▸ INSTRUCTIONS FOR THE TASK
Locate and copy each line in the data that contains the word "clicking".

═══ DATA SUPPLIED

Issue #4341, opened 2017-07-10
VersionPress 4.0 support


Ramoonus:
https://blog.versionpress.net/2017/07/versionpress-4-0-beta/

borekb:
Cool to see this ticket! Some previous discussion:

- https://github.com/versionpress/versionpress/issues/1036#issuecomment-217214337
- https://github.com/versionpress/versionpress/issues/1036#issuecomment-217214337

sc0ttkclark:
I think a good first goal is to ensure versioning the Pods configurations themselves works correctly. A main issue with versioning the configs themselves are dealing with table schema changes, field renaming (meta keys won't match, etc), field deletions (meta values will still be there, table columns/values will still be there).

Ramoonus:
it will be tough, but a huge functionality improvement

lougreenwood:
FYI - I'm already storing dumps of my entire WP dev installation in git and dumping changes into the dump in branches. So may be able to give some insight into handling Pods config changes via git...

pavelevap:
I am using Pods for my projects, so I started to play with VersionPress support.

- Pods configuration simply works, post types and postmeta are supported by default, only entities have to be checked. I tested adding several fields and I did not notice any problem.
- I also added support for `podsrel` table and related entities to start tracking data and it seems that it also works, but I will test also renaming fields, etc (PR incoming).

![image](https://user-images.githubusercontent.com/3008007/28626145-818267a2-721e-11e7-87c4-b16ee7df09f2.png)

- Shortcode support has to be added and also some advanced components will be challenging (especially custom table storage).

Some related questions:
- Relationships and postmeta are deleted and then added (not updated) by default?
- For relationship field with name `test-relation-field` there are 2 similar postmeta with ID values `_pods_test-relation-field` (serialized value) and `test-relation-field` (simple value). I am not sure about the second one (there is no prefix), is this postmeta important?
- I tried to rename some field and it seems to me that it can be renamed only once? Postmeta `old_name` is changed, but when I change it once again, there is no relation to previous name (and that is why mentioned postmeta `test-relation-field` will not work correctly)?

lougreenwood:
Nice work @pavelevap! 👍

PR #4367, opened 2017-07-26
Support for VersionPress

pavelevap:
Related: #4341 

Work in progress...

### DIFF
--- a/.versionpress/schema.yml
+++ b/.versionpress/schema.yml
@@ -1,0 +1,15 @@
+pods_relationship:
+  table: podsrel
+  id: id
+  references:
+    pod_id: post
+    field_id: post
+    item_id: post
+    related_pod_id: post
+    related_field_id: post
+    related_item_id: post
+
+postmeta:
+  value-references:
+    meta_key@meta_value:
+      _pods_*[/\d+/]: post
--- a/.versionpress/actions.yml
+++ b/.versionpress/actions.yml
@@ -1,0 +1,7 @@
+pods_relationship:
+  actions:
+    create: Created Pods relationship
+    update:
+      message: Updated Pods relationship
+      priority: 12
+    delete: Deleted Pods relationship


.versionpress/schema.yml
```diff
@@ -0,0 +1,15 @@
+pods_relationship:
+  table: podsrel
+  id: id
+  references:
+    pod_id: post
+    field_id: post
+    item_id: post
```
sc0ttkclark: The complexity of what Pods does makes this a little trickier, the item ID could be related to a post, a term, a user, etc depending on the pod the field was added on.

.versionpress/schema.yml
```diff
@@ -0,0 +1,15 @@
...
+    related_pod_id: post
+    related_field_id: post
+    related_item_id: post
```
sc0ttkclark: The complexity of what Pods does makes this a little trickier, the item ID could be related to a post, a term, a user, etc depending on the object the relationship is related to.

.versionpress/schema.yml
```diff
@@ -0,0 +1,15 @@
...
+
+postmeta:
+  value-references:
+    meta_key@meta_value:
+      _pods_*[/\d+/]: post
```
sc0ttkclark: The complexity of what Pods does makes this a little trickier, the item ID could be related to a post, a term, a user, etc depending on the object the relationship is related to.

.versionpress/schema.yml
pavelevap: Right, thank you! I did not realize that, I quickly started with extended post. We will have to use custom function, similar example is used in VP core for `_menu_item_object_id` ([here](https://github.com/versionpress/versionpress/blob/d3d0c984dff174d70ca67555a0b0b9ca325958f3/plugins/versionpress/.versionpress/schema.yml#L30)). Pods API will probably have similar function to get item type for postmeta value? I will try to look at it.

Ramoonus:
travis hangs on PHP 5.3
not really an issue imo

sc0ttkclark:
More work is needed here, just noting the link for their docs https://docs.versionpress.net/en/developer/plugin-support/

sc0ttkclark:
We can revisit this in the future if VersionPress ends up becoming active again

PR #4382, opened 2017-08-01
Modal event listeners

### LINKED ISSUE #4380: 2.7 Editing relationship adds entries to other relationships on same page
in 2.7.0-b-2 if there are multiple relationships to the same post_type, making multiple edits to these relationships, seems to add entries to these relationships.

I have a pod with 3 relationships to the same post_type (Events). Each of these events or dates are setup as a single selection, list view, with allow add new.

you can edit one of the relationships (date_1) update, and when you return to the pod, everything looks fine.

Before updating the pod, edit a second relationship (date_2), save the changes, and when you return to the pod
The relationship that was edited (date_2), looks fine, only lists 1 item.
However the first relationship that was edited (date_1), now looks like there are 2 items selected, the original (date_1) and the relationship just edited (date_2).
It looks like an additional input statement, etc was inserted in the first relationship that was edited.
The one relationship that was not edited has not changed.

Edit the third relationship (date_3) and the date_3 relationship looks fine, only 1 item listed.
However date_1 now has 3 items (Date_1, Date_2, and date3).
Date_2 now has 2 items (date_2 and date_3).

clicking update to update the post saves everything as expected and everything is back to only 1 item displayed for each date field.

image

pglewis:
Fixes #4380 
~- [ ] Find out why selection limits on add new are not being respected and fix it~ (pre-existing)
- [x] Event listeners should only respond once
- [x] Trap cancel events and disable all modal event listeners


pglewis:
Still not quite ready, the latest commit introduces a glitch where the item limit (1 in my case) is not detected on add new for some reason.

pglewis:
Looks like the selection limit issue is pre-existing, that happens on 2.7 for me now so it needs its own issue.  This one is ready to test.

Issue #4388, opened 2017-08-03
Relationship field "List view" format not adding posts when selected


rob:
I'm using the new "List view" format for the Relationship field in the Pods 2.x branch. I set it to be related to "Posts (post)."

**Issue:** When searching for posts and clicking enter, or clicking a post manually, it doesn't add that post to the list. It doesn't do anything. However, sometimes it _does_ add the post to the list. I would say usually it doesn't, however.

Don't see any JavaScript errors in the console or anything.

Video showing issue, where it both adds and doesn't add posts:

![record](https://user-images.githubusercontent.com/503/28945693-88d6c75c-7875-11e7-896d-2a7c567c5799.gif)

Any thoughts?

sc0ttkclark:
Thanks for posting your issue and describing it very well, we really appreciate the effort you put to provide the video. We'll take a look and see what's up.

pglewis:
I wasn't aware that list view had even been put into the 2.x branch.  Can you test this on the 2.7 branch?  That's the only one where the list view work is actively going on.

pglewis:
Actually, I'm guessing "2.x" was a typo... I don't get anything for list view on the 2.x branch.  

I've tested this under 2.7 and haven't been able to reproduce it yet.  

I'm also seeing entity escapes ("Ireland's") and raw markup (<em>...</em>) in your screen cap.  This does not happen for me in the 2.7 branch.  I'm starting to wonder if you have the older version of select2's javascript cached.  We should be cache-busting via version number and Wordpress's enqueueing, I think, but it wouldn't hurt to make sure it's not keeping an old local copy of select2 for some reason.

rob:
Hmm, that might be it. I upgraded via GitHub Updater from the stable 2.6
version installed. I'll check tomorrow and let you know. Thanks!

Rob

On Aug 3, 2017 22:37, "PG Lewis" <notifications@github.com> wrote:

Actually, I'm guessing "2.x" was a typo... I don't get anything for list
view on the 2.x branch.

I've tested this under 2.7 and haven't been able to reproduce it yet.

I'm also seeing entity escapes ("Ireland's") and raw markup (*...*) in your
screen cap. This does not happen for me in the 2.7 branch. I'm starting to
wonder if you have the older version of select2's javascript cached. We
should be cache-busting via version number and Wordpress's enqueueing, I
think, but it wouldn't hurt to make sure it's not keeping an old local copy
of select2 for some reason.

—
[...]

PR #4405, opened 2017-08-08
AJAX mode pick fields 

pglewis:
Fixes: #4388 

- [x] Return full data for the client side models when getting ajax results
- [x] Update the partial collection on the client side after an ajax call
- [x] Test regular autocomplete in ajax mode
- [x] Find out why HTML entities are escaped and not interpreted when the data arrives via ajax


pglewis:
This one is set for review and testing, all the basics seem to be working now.

rob:
I can confirm that this is working perfectly! Both adding new posts and showing entities. Thanks for the quick fix @pglewis!

sc0ttkclark:
👍

classes/fields/pick.php
```diff
@@ -2079,7 +2079,7 @@ public function get_object_data( $object_params = null ) {
 
 				if ( $autocomplete ) {
 					if ( 0 === $limit ) {
-						$limit = 30;
+						$limit = 3;
```
sc0ttkclark: 3?

sc0ttkclark: Nevermind, this ultimately was not changed in the final diff

Issue #4403, opened 2017-08-08
IF Template Tag on Single-Select Relationships (and Images) strips Related_Field


jimtrue:
I ran into this today on a Single-Select Relationship field:

```
[if related_field]
   <a href="{@related_field.permalink}">{@related_field.post_title}</a>
[/if]
```
This returns the permalink and post_title of the CURRENT post, completely ignoring the related_field traversal. If I remove the `if` wrapper, it works properly.

I went back on several versions to 2.6.7, 2.6.8, 2.6.9, 2.6.10, 2.x and the new release/2.7 and it's happening in all of them.  I can compare this to #3481 and #4354

jimtrue:
This has been corrected as of #4408

PR #4408, opened 2017-08-08
Don't strip field traversal if the specified field does not contain a period

jamesgol:
Needs further tests built to make sure this doesn't break anything else.

Related to #4403

Currently the code appears to expect:
```
[if rel_field.permalink]
{@permalink}
[/if]
```
When it appears that the desired behavior is:
```
[if rel_field]
{@rel_field.permalink}
[/if]
```
This should allow both behaviors to work, in the first case the context is "switched" inside the if to the object related via rel_field.  In the second case the context remains with the original object but allows it to be referenced via dot traversal.

Need to build tests for the other frontier related shortcodes to ensure more isn't broken by this


jimtrue:
I tested this against single-select and it worked and didn't break any of my multi-select. I'll dig into the other 4 cases to make sure this also hits the image issues.

PR #4415, opened 2017-08-11
Fixes for showing/hiding some of the List View specific options

### LINKED ISSUE #4038: 2.7/feature Editing List View Field doesn't show container for 'Show Icons, Show Edit, Show View' until you change the field type.
2.7/feature Editing List View Field doesn't show container for 'Show Icons, Show Edit, Show View' until you change the field type. submitted via Slack by jimtrue

PR: #4415

pglewis:
Fixes #4038 

This is a two-parter: 

- [x] Don't check multi-format dependencies if single select is the type and vice versa
- [x] Come up with a way to run dependency checks again when the selection type changes

### DIFF
--- a/classes/PodsForm.php
+++ b/classes/PodsForm.php
@@ -825,65 +825,65 @@ class PodsForm {
      * @param array $options array( 'depends-on' => ..., 'excludes-on' => ...)
      * @param string $prefix
      *
-     * @return string
+     * @return array
      * @static
      * @since 2.0
      */
     public static function dependencies( $options, $prefix = '' ) {
-
         $options = (array) $options;
         $classes = $data = array();
-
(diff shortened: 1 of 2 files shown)


pglewis:
Note that this workaround will be a stop-gap for 2.7.  Dynamic dependency checking will be reworked for 2.8.

classes/PodsForm.php
```diff
@@ -825,68 +825,68 @@ public static function field_setup( $field = null, $core_defaults = null, $type
      * @param array $options array( 'depends-on' => ..., 'excludes-on' => ...)
      * @param string $prefix
      *
-     * @return string
+     * @return array
```
pglewis: The changes in this commit were in preparation for some more changes to be made but that turned out to be unnecessary.

Issue #4097, opened 2017-03-31
display() shows value|Label results inconsistently for custom defined list


rpall:
This is reproducible on a fresh Wordpress install. 

WP version: 4.7.3
Pods version: 2.6.8

No other plugins installed.
Tested on PHP 7.0.15 and 5.6.30

Post type: Advanced Content Type

Create a new ACT type pod. Add one field with type Relationship: Simple custom defined list with multiple select enabled with checkboxes. Add these value|Label options: 
yellow|Kollane
green|Roheline
brown|Pruun
red|Punane

Add a new item to the pods and mark green, brown, red as selected. 

Using this code in a custom wordpress page template when displaying the pods on the frontend: 

```
$params = array(
   'limit' => -1
);

$listings = pods( 'listing', $params );

while ( $listings->fetch() ) {
   echo $listings->display( 'color' );
}
```

The result displayed on the page is this: "green, brown and Punane".

When you also mark yellow|Kollane as selected then the result displayed on the page is correct: Kollane, Roheline, Pruun, and Punane

jamesgol:
Could not reproduce this issue on Pods 2.6.8, 2.x, or 2.7b.  Tried with CPT and ACT

jamesgol:
Weird, was just able to reproduce it but not sure what I changed.  Will dig in some more

jamesgol:
Issue fixed in release/2.7.  Unit test added to prevent future regression.  Please test and re-open if you are still experiencing issues.

PR #4420, opened 2017-08-15
Allow table based storage to properly work with custom simple relationships

jamesgol:
If the first element of multiple custom simple element isn't checked then the display values are only used for the last element.

Related to #4097


sc0ttkclark:
You are an angel!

══════

▸ EXERCISE OUTPUT
clicking update to update the post saves everything as expected and everything is back to only 1 item displayed for each date field.
**Issue:** When searching for posts and clicking enter, or clicking a post manually, it doesn't add that post to the list. It doesn't do anything. However, sometimes it _does_ add the post to the list. I would say usually it doesn't, however.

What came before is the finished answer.